A deeper mystery revolves around why Doc stays in Cannery Row. Suzy discovers that Doc was once a professional baseball pitcher but quit. Another character, Maxie Baker - known locally as "The Seer" - spends his days playing his trumpet on the beach. He depends on the gifts that mysteriously appear, such as groceries. Suzy eventually learns that the Seer is a former baseball player whom Doc injured with a pitch to the head; Doc has been looking after him. Doc and Suzy ultimately find love.

==Cast==
- Nick Nolte as Doc Eddie Daniels
- Debra Winger as Suzy DeSoto
- Audra Lindley as Fauna Flood
- M. Emmet Walsh as Mack
- Tom Mahoney as Hughie
- John Malloy as Jones
- James Keane as Eddie
- Sunshine Parker as Maxie "The Seer" Baker
- Rosanna DeSoto as Ellen Sedgewick
- Frank McRae as Hazel
- Santos Morales as Joseph and Mary Rivas
- Anne Lockhart as Barmaid
- John Huston as Narrator
- Kathleen Doyle as Violet

==Production==
Otto Preminger was going to make a film version of the novel from a script by Wendell Mayes but the projected ended after difficulties over the rights.

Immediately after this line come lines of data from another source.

PR #3084, opened 2026-03-17
[cinder-csi-plugin] Add mkfs-options StorageClass parameter

### LINKED ISSUE #3068: [cinder-csi-plugin] Add 'mkfsOptions' parameter
/kind feature

I would like to create a PR to add an 'mkfsOptions' parameter to Cinder CSI, using the Ceph CSI project's implementation as a blueprint. However, before preparing the PR, I would like to know the maintainers' opinion on this.

**What happened**:

We use the Cinder CSI plugin with Ceph-backed block storage. We have observed that the provisioning of volumes is exceptionally slow, especially if they are large (for example, a 100 GB volume took ~7 minutes). This is caused by the 'discard' step of mkfs (mkfs.ext4 in this case; the same behaviour can be observed when using XFS).

As disabling the discard feature at the infrastructure layer is undesirable, the ideal solution would be to specify the 'nodiscard' option when creating a new file system.

The following comment, which appears in the Ceph CSI's source code, explains why this feature exists in its code base:
> rbd images are thin-provisioned and return zeros for unwritten areas.  A freshly created image will not benefit from discard and we also want to avoid as much unnecessary zeroing as possible.  

Adding a 'mkfsOptions' parameter would make this enhancement flexible and usable for other purposes, too. It would also not change existing behaviour.

**How to reproduce it**:

Create a large volume on a block device backed by Ceph in an infrastructure that passes discards to Ceph. Observe long provisioning times (several minutes for 100 GB devices).

In Ceph CSI, the issue [https://github.com/ceph/ceph-csi/issues/621](https://github.com/ceph/ceph-csi/issues/621) resulted in PR [Disable mkfs.ext4/xfs discard for RBD RXO volumes](https://github.com/ceph/ceph-csi/issues/621), which added hard-coded parameters to 'mkfs'.
Later, 'mkfsOptions' were introduced as a generic solution for issue [Change limit INODES rbd device](https://github.com/ceph/ceph-csi/issues/374).

rybnico:

Add support for a new `mkfsOptions` StorageClass parameter that allows cluster admins to pass custom mkfs flags when formatting volumes. This is particularly useful for Ceph-backed storage where passing `-E nodiscard` to mkfs.ext4 can dramatically speed up provisioning (e.g. from ~7 minutes to seconds for a 100 GB volume).

The parameter value is comma-separated, with each token further split on whitespace to produce individual mkfs command-line arguments. Example: `mkfsOptions: "-E nodiscard,-O ^metadata_csum"`

Implementation:
- Extract mkfsOptions from StorageClass params in CreateVolume and pass via VolumeContext (both new-volume and idempotent early-return paths)
- Parse mkfsOptions in NodeStageVolume using parseMkfsOptions() helper
- Use FormatAndMountSensitiveWithFormatOptions() from k8s.io/mount-utils to pass format options separately from mount options
- No behavior change when mkfsOptions is not set

fixes #3068 

Inspired by the Ceph CSI implementation (ceph/ceph-csi#621).

**Release note**:

```release-note
NONE
```


kayrus:
reading the https://github.com/kubernetes/utils/blob/28399d86e0b55e612b83ad94dc6bac8e5de2a5ac/mount/mount_linux.go#L396 source code it seems that this is not a `mkfs` option, but a `mount` option. Does it make sense to rename it?

rybnico:
> reading the https://github.com/kubernetes/utils/blob/28399d86e0b55e612b83ad94dc6bac8e5de2a5ac/mount/mount_linux.go#L396 source code it seems that this is not a `mkfs` option, but a `mount` option. Does it make sense to rename it?

No, it's an option for `mkfs` when formatting the device for the first time, not a mount option. We use the function `FormatAndMountSensitiveWithFormatOptions` from `mount_linux.go` and pass the `mkfsOptions` as the argument `formatOptions`. Since it's called `mkfsOptions` in Ceph CSI and other CSI controllers, I think it's the correct name for the field.

kayrus:
> No, it's an option for `mkfs` when formatting the device for the first time, not a mount option.

could you point me to the code that passes `sensitiveOptions` to `mkfs`? I've been looking but can't find it. from what I can see, this list is only used for mount options.

rybnico:
> > No, it's an option for `mkfs` when formatting the device for the first time, not a mount option.
> 
> could you point me to the code that passes `sensitiveOptions` to `mkfs`? I've been looking but can't find it. from what I can see, this list is only used for mount options.

Of course - but we don't pass them as argument `sensitiveOptions` but rather `formatOptions`.

We create `formatOptions` from `mkfsOptions` [here](https://github.com/kubernetes/cloud-provider-openstack/pull/3084/changes#diff-a4637ad9e75532ac89924fa2d458e5b6337a3ecc0dac70655f0f43598009ae9eR224)
We pass this as a new argument `formatOptions` to the `formatAndMountRetry` function [here](https://github.com/kubernetes/cloud-provider-openstack/pull/3084/changes#diff-a4637ad9e75532ac89924fa2d458e5b6337a3ecc0dac70655f0f43598009ae9eR231)

In `formatAndMountRetry`, the `formatOptions` are passed to `FormatAndMountSensitiveWithFormatOptions` [here](https://github.com/kubernetes/cloud-provider-openstack/pull/3084/changes#diff-a4637ad9e75532ac89924fa2d458e5b6337a3ecc0dac70655f0f43598009ae9eR261) and [here](https://github.com/kubernetes/cloud-provider-openstack/pull/3084/changes#diff-a4637ad9e75532ac89924fa2d458e5b6337a3ecc0dac70655f0f43598009ae9eR271).

In [mount-utils](https://github.com/kubernetes/mount-utils/blob/e371f8a5454f40f8e721e1e9bc4c955f05095b8e/mount.go#L207), the options is finally passed to [formatAndMountSensitive](https://github.com/kubernetes/mount-utils/blob/e371f8a5454f40f8e721e1e9bc4c955f05095b8e/mount_linux.go#L553) and added to the `args` in the call to [mounter.format](https://github.com/kubernetes/mount-utils/blob/e371f8a5454f40f8e721e1e9bc4c955f05095b8e/mount_linux.go#L609-L610)

pkg/csi/cinder/nodeserver.go
```diff
@@ -429,6 +437,20 @@ func getDevicePath(volumeID string, m mount.IMount) (string, error) {
 	return devicePath, nil
 }
 
+// parseMkfsOptions splits a comma-separated mkfsOptions string into individual
+// command-line arguments. Each comma-separated token is further split on
+// whitespace. Empty tokens are filtered out.
+func parseMkfsOptions(mkfsOpts string) []string {
```
kayrus: you can use https://github.com/kubernetes/cloud-provider-openstack/blob/9c801053ed5f45155a85d350d32b25f4cbfc0a77/pkg/util/util.go#L175-L182

kayrus:
Thanks, got it. I mixed up `sensitiveOptions` and `formatOptions`. They were hidden in github UI, and I missed the `formatOptions`:

Screenshot_20260413_122003

Next time I'll try to use a proper code viewer :)

docs/cinder-csi-plugin/using-cinder-csi-plugin.md
```diff
@@ -283,6 +283,7 @@ helm install --namespace kube-system --name cinder-csi ./charts/cinder-csi-plugi
 |-------------------------   |-----------------------|-----------------|-----------------|
 | StorageClass `parameters`  | `availability`          | `nova`          | String. Volume Availability Zone |
 | StorageClass `parameters`  | `type`                  | Empty String    | String. Name/ID of Volume type. Corresponding volume type should exist in cinder     |
+| StorageClass `parameters`  | `mkfsOptions`           | Empty String    | String. Comma-separated mkfs options passed to mkfs when formatting the volume. Useful for passing `-E nodiscard` on Ceph-backed storage to speed up provisioning. |
```
kayrus: it makes sense to use kebab-case style here

pkg/csi/cinder/nodeserver.go
rybnico: Good catch! I removed the `parseMkfsOptions` function and use `SplitTrim` instead.

docs/cinder-csi-plugin/using-cinder-csi-plugin.md
rybnico: Yes, you're right. It isn't consistent across CSI implementations. However, looking at the other parameters in Cinder CSI, kebab-style is a better fit.
I also removed the overly specific comment about Ceph/nodiscard.

kayrus:
>  pkg/csi/cinder/nodeserver.go:29:1: File is not properly formatted (gofmt)
>	"google.golang.org/grpc/status"
> ^
> 1 issues:
> * gofmt: 1
> exit status 1
> make: *** [Makefile:84: check] Error 1


can you fix formatting? and rename the PR title

rybnico:
> > pkg/csi/cinder/nodeserver.go:29:1: File is not properly formatted (gofmt)
> > "google.golang.org/grpc/status"
> > ^
> > 1 issues:
> > 
> > * gofmt: 1
> >   exit status 1
> >   make: *** [Makefile:84: check] Error 1
> 
> can you fix formatting? and rename the PR title

I fixed it. I don't know why it didn't get caught locally. I also changed the PR title.

pkg/csi/cinder/controllerserver_test.go
```diff
@@ -200,6 +200,94 @@ func TestCreateVolumeWithParam(t *testing.T) {
...
+		Name: FakeVolName,
+		VolumeCapabilities: []*csi.VolumeCapability{
+			{
+				AccessMode: &csi.VolumeCapability_AccessMode{
+					Mode: csi.VolumeCapability_AccessMode_SINGLE_NODE_WRITER,
+				},
+			},
+		},
+		Parameters: map[string]string{
+			"mkfs-options": "-E nodiscard",
```
kayrus, line 269: I think it also makes sense to add tests for multiple format options, separated with comma.

rybnico: This was a very good suggestion because it made me aware of a bug that occurred when using multiple arguments. Since it doesn't make sense to split the arguments by comma, I now use the `strings.Fields` function to split them by space.
I added tests for different/multiple arguments in `mkfs-options` and I made mocking commands in `pkg/util/mount/mount_mock.go` possible to check if the correct arguments are used in the `mkfs` call.

I appreciate your thorough review!

kayrus: hm. it seems we need something smarter to avoid cases like this: https://go.dev/play/p/fp3YAphLD8m

```
Fields are: ["-L" "\"my" "data" "disk\"" "/dev/sdb1"]
```

kayrus: see https://github.com/kubernetes-sigs/kustomize/pull/5943

rybnico: I noticed that, too. However, I was hesitant to add a dependency on shlex.
As far as I know, the label argument is the only one that takes a quoted string as a parameter. And the label argument doesn't make sense in our context anyway.
If you'd like, though, I can improve the parsing. Would you prefer to use shlex or copy kustomization's shlex implementation? 
Another option is to keep it as it is and add a note to the documentation stating that quoted strings are not supported.
What do you prefer?

kayrus: > Another option is to keep it as it is and add a note to the documentation stating that quoted strings are not supported.

This is a highly sensitive case that could allow CLI injection with root privileges. This PR must not be merged until all such vulnerabilities are fully mitigated.

> copy kustomization's shlex implementation

I'd prefer this approach, but it doesn't scale well. It might make sense to open an issue in the kustomization repository and ask whether this logic could be extracted into a separate Kubernetes package.

rybnico: I did think about CLI injection. A few points:

- A `StorageClass` can only be created by cluster-admins, who already have more direct ways to run arbitrary commands on nodes (privileged DaemonSets, hostPath mounts, etc.). This path doesn't meaningfully expand the attack surface.
- The command runs via `os/exec.Command`, which execves directly without invoking a shell. Characters like `;`, `|`, `&&`, and `$()` are passed as literal argv bytes to mkfs and are never shell-interpreted.
- Other CSI drivers don't validate mkfs options either. See the Ceph-CSI example: https://github.com/ceph/ceph-csi/blob/13b59fce63f3f9e15ae35ff9d37a5c4d8f6fa98a/internal/rbd/nodeserver.go#L928

Is it really worth using shlex and/or asking the kustomize project to extract their function? That's quite a bit of an upstream process for a ~60-line helper. Ultimately, it doesn't improve security and isn't necessary since there are no other "quotable" arguments.

rybnico: @kayrus Could you take another look and let me know how we should proceed? Thanks in advance!

kayrus: @zetaab @stephenfin can you take a look at this PR?

rybnico: @kayrus @zetaab @stephenfin Would you mind having another look and telling me if the argument parsing needs additional work for this PR to get merged? Thanks!

zetaab (approved):
/lgtm

pkg/csi/cinder/controllerserver_test.go
zetaab: I was just thinking could it work in similar way than pod command in kubernetes ([]string)? By that way people could easily understand the syntax if its more complex than just this in test.

rybnico: First, thanks for your review!
Using a string array for the options would be great, but the [parameters field](https://github.com/kubernetes/kubernetes/blob/b859f5a5c1b5ece16624f5290b835fe63898cd37/pkg/apis/storage/types.go#L50) in the `StorageClass` is of type `map[string]string`.

rybnico: @kayrus @stephenfin Any chance of getting the last approval to get this merged?

mohdazaruddin:
Any plan for merging this ? We are also having the same issues with ceph backed storage and waiting for this release

pkg/csi/cinder/nodeserver_test.go
```diff
@@ -236,6 +240,134 @@ func TestNodeStageVolumeBlock(t *testing.T) {
...
+			mkfsOptions:       "-E nodiscard",
+			expectedArguments: []string{"-E", "nodiscard"},
+		},
+		{
+			name:              "multiple options",
+			mkfsOptions:       "-E nodiscard -j",
+			expectedArguments: []string{"-E", "nodiscard", "-j"},
+		},
+		{
+			// Demonstrates the bug in util.SplitTrim: it also splits on
```
mandre: Looks like a stale comment, the current implementation uses `strings.Fields()`.

How about something like:
```go
// Verifies that commas within a single option value are preserved
```

pkg/csi/cinder/controllerserver_test.go
mandre: As @rybnico explains above, I also think this does not pose a new security threat, as `StorageClass` are admin-managed. This also seems to match the trust model of other CSI drivers.

mandre (commented):
LGTM.

We would need to rebase the PR before we can merge to fix merge conflicts.

pkg/csi/cinder/nodeserver_test.go
rybnico: Good catch; I've replaced the stale comment with your suggestion.

rybnico:
> LGTM.
> 
> We would need to rebase the PR before we can merge to fix merge conflicts.

Thank you for your review. I've rebased the PR.

mandre (commented):
/approve

mandre (commented):
/lgtm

Raquel Welch was originally cast as Suzy DeSoto but was fired after the first few days of production and replaced by actress Debra Winger, who was 15 years her junior. Welch sued the filmmakers for breach of contract. In the case, MGM claimed Welch was fired for being a "temperamental actress" whose behavior caused the film to go overbudget. She insisted on doing her hair and make-up at home, and would refuse to co-operate with the director David S. Ward or producers unless she got her own way, thus breaching her $250,000 pay or play contract herself. Welch won the case, and was awarded a reported settlement of $10.8 million in court in 1986. The judgement was upheld at an appeal in 1990, but the whole affair tarnished Welch's reputation in Hollywood. After launching her lawsuit, Welch was never offered another starring role in a major motion picture again. Second unit filming took place in San Diego, California.

==Reception==
===Critical reception===
In his two-and-a-half star review, Chicago Sun-Times film critic Roger Ebert wrote of the film: "The movie is almost always good to look at, thanks to Richard MacDonald's sets (he linked together two giant sound stages) and Sven Nykvist's photography. And Nolte and Winger are almost able to make their relationship work, if only it didn't seem scripted out of old country songs and lonely hearts columns. It's tough to pull off a movie like this, in the semi-cynical 1980s (it would have been impossible in the truly cynical seventies). I guess we no longer believe in the essential heroism of the little guy, and in the proposition that anyone can succeed with a little luck." Vincent Canby of The New York Times dubbed the film "precious nonsense" and felt it was a poor adaptation of John Steinbeck's novels Cannery Row and Sweet Thursday. Variety praised Nolte and Winger's performance, but felt the material was not up to them.

Cannery Row holds a 75% rating on Rotten Tomatoes film review aggregator based on eight reviews by critics.

===MGM reaction===
MGM head of production David Begelman later said he should not have greenlit the film, saying it "was beyond the reach of the filmmaker to realize the wonderful, wonderful values he had in a brilliant script."